Task prompt: Where the listing below has a line with "PR #1406, opened 2020-07-10", write out exactly that line and every line after it, stopping after the line with "There is 'PDFs".

◇ ◇ ◇

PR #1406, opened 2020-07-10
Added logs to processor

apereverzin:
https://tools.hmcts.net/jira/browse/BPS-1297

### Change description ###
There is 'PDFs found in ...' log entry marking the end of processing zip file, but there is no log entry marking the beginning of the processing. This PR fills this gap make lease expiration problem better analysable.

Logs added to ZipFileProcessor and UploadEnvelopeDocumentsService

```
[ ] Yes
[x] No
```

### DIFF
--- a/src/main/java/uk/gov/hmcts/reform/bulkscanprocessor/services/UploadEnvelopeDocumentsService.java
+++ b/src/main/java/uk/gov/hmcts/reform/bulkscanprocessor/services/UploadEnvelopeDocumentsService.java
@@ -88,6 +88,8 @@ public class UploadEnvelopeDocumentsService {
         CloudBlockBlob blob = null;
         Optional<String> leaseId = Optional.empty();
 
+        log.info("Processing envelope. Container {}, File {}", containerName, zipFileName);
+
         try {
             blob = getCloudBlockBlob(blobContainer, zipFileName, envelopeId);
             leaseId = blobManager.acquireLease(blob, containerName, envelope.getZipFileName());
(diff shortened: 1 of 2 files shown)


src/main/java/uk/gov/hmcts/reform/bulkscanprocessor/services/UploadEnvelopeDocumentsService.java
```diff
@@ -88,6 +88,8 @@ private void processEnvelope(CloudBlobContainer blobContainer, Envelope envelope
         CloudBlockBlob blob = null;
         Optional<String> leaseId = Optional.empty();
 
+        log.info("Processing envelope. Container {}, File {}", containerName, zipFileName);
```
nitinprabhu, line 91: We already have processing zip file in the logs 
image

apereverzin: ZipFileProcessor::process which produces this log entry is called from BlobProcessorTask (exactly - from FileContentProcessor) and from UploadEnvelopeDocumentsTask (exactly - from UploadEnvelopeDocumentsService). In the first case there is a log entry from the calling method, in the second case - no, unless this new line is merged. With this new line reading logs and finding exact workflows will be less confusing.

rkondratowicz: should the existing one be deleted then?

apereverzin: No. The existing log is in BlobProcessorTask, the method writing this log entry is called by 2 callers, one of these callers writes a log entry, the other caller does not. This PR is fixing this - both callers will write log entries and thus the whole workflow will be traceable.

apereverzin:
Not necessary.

◇ ◇ ◇

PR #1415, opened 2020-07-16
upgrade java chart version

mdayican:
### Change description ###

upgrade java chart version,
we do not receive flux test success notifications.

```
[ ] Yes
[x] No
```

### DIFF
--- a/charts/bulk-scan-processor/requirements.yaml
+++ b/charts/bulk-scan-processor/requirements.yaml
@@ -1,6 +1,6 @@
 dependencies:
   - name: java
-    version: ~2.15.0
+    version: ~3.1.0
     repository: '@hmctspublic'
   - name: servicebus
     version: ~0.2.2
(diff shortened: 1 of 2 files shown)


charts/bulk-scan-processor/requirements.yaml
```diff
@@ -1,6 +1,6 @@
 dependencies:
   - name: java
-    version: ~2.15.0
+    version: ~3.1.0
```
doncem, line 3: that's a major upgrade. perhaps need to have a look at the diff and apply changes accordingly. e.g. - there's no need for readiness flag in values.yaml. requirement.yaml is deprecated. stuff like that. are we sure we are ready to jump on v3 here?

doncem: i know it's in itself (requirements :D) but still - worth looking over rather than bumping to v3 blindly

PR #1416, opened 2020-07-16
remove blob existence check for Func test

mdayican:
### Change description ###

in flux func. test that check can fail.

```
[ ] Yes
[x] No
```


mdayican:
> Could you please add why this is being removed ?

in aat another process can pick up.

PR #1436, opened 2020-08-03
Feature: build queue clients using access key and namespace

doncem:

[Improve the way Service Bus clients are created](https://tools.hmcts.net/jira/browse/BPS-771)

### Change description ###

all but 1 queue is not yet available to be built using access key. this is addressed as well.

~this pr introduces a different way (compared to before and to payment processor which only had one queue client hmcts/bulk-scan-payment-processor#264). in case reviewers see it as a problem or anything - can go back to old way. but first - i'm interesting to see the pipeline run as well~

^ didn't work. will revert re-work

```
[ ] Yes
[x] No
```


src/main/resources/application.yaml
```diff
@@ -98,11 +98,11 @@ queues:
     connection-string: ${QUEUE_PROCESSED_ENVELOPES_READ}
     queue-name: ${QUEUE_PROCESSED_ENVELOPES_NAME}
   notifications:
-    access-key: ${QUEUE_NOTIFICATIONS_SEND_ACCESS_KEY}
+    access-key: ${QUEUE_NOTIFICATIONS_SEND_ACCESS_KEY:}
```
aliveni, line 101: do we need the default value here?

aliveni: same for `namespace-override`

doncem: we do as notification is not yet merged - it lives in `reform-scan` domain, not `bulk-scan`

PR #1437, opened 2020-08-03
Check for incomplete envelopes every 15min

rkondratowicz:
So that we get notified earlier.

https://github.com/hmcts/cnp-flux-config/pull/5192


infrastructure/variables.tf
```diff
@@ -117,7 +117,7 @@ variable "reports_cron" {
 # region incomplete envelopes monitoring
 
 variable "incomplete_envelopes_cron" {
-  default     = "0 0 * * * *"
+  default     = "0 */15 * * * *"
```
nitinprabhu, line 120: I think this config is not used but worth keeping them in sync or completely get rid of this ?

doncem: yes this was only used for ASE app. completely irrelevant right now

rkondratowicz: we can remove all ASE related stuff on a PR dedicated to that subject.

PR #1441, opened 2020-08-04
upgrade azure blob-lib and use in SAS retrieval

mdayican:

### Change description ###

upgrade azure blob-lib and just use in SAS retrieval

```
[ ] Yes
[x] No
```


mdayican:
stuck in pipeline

◇ ◇ ◇

Answer section:
PR #1406, opened 2020-07-10
Added logs to processor

apereverzin:
https://tools.hmcts.net/jira/browse/BPS-1297

### Change description ###
There is 'PDFs found in ...' log entry marking the end of processing zip file, but there is no log entry marking the beginning of the processing. This PR fills this gap make lease expiration problem better analysable.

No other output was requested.